Work request = In the listing below, find the line with "in the count." and the line with "Application Number (even". Repeat those two lines and all lines between them exactly.

Material for this task =
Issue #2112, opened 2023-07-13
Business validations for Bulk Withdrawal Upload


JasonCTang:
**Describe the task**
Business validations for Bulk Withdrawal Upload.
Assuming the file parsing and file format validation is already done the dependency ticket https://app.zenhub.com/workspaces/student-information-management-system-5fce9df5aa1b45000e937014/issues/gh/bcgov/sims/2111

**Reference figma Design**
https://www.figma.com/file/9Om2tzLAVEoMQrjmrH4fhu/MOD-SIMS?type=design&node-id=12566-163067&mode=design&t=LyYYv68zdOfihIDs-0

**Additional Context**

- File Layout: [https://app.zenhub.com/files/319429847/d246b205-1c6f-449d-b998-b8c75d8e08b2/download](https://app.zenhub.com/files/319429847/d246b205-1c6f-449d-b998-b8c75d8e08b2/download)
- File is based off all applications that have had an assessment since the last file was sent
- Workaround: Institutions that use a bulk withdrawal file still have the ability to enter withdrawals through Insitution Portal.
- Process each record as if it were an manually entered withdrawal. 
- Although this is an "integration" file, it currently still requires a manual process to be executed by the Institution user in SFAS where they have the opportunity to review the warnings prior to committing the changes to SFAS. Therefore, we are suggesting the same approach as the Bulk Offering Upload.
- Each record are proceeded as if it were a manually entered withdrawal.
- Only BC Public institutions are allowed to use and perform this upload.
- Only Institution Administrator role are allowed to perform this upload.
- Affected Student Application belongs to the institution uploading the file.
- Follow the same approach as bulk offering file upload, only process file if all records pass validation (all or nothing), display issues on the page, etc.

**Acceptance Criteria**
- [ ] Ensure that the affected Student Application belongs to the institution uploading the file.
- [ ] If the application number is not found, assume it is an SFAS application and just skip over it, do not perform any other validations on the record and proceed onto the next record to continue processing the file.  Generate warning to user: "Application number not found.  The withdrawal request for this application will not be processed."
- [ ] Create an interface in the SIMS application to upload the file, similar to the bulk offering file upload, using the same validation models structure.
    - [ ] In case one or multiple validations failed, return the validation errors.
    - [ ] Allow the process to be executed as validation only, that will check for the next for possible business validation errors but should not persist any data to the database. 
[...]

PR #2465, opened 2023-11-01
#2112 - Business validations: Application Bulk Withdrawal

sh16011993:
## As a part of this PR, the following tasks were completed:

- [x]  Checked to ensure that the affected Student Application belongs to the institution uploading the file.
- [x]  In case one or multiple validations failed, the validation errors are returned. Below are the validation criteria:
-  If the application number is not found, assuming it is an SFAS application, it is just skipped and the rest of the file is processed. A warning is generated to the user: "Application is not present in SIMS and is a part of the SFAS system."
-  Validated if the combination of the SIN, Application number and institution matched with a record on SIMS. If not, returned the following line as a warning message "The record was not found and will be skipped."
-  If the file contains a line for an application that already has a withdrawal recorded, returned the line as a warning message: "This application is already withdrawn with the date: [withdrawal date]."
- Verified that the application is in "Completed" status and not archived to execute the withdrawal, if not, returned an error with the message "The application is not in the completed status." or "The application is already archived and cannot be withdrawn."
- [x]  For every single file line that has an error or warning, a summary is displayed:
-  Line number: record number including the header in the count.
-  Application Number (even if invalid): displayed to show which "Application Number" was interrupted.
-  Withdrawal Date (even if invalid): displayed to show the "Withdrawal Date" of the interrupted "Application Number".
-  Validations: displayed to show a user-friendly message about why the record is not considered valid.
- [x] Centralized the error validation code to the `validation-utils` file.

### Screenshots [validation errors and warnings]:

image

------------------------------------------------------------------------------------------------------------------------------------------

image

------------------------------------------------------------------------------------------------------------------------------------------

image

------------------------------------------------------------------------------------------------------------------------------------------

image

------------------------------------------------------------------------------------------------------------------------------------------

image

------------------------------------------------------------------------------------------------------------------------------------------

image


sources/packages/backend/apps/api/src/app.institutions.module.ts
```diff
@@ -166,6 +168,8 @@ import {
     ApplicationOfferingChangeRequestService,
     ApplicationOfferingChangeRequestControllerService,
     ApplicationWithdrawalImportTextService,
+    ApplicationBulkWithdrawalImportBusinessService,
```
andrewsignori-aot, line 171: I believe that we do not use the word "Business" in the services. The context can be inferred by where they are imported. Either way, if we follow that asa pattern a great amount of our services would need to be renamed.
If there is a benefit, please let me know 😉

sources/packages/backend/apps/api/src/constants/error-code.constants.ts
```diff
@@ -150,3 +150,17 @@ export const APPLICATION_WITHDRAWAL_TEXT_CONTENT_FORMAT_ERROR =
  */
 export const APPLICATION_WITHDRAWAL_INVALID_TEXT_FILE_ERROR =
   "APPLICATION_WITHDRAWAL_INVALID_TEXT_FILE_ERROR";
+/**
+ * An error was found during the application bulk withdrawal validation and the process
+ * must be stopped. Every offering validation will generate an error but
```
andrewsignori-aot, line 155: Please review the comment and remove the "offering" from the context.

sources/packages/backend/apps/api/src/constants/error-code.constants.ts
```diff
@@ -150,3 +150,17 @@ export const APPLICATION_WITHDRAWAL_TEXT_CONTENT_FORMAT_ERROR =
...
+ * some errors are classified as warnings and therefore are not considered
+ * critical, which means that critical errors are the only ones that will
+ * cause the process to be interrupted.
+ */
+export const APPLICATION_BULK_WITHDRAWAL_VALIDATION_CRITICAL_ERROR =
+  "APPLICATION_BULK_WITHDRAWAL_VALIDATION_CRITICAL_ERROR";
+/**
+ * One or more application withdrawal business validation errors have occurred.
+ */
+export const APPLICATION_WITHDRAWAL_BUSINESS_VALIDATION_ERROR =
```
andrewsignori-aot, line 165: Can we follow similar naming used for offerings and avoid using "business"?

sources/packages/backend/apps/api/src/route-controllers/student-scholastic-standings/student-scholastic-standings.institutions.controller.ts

Task result =
-  Line number: record number including the header in the count.
-  Application Number (even if invalid): displayed to show which "Application Number" was interrupted.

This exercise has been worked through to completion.